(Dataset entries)
============

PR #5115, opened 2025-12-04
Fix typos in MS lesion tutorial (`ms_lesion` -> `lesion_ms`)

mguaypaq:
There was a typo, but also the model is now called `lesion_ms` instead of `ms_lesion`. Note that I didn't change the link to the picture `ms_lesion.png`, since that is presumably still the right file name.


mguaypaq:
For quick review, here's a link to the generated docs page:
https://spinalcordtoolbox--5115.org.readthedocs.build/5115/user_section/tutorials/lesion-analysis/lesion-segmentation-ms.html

============

- _Exercise directions_
What is needed is an exact copy of all the records above.

- _Task response_
PR #5115, opened 2025-12-04
Fix typos in MS lesion tutorial (`ms_lesion` -> `lesion_ms`)

mguaypaq:
There was a typo, but also the model is now called `lesion_ms` instead of `ms_lesion`. Note that I didn't change the link to the picture `ms_lesion.png`, since that is presumably still the right file name.


mguaypaq:
For quick review, here's a link to the generated docs page:
https://spinalcordtoolbox--5115.org.readthedocs.build/5115/user_section/tutorials/lesion-analysis/lesion-segmentation-ms.html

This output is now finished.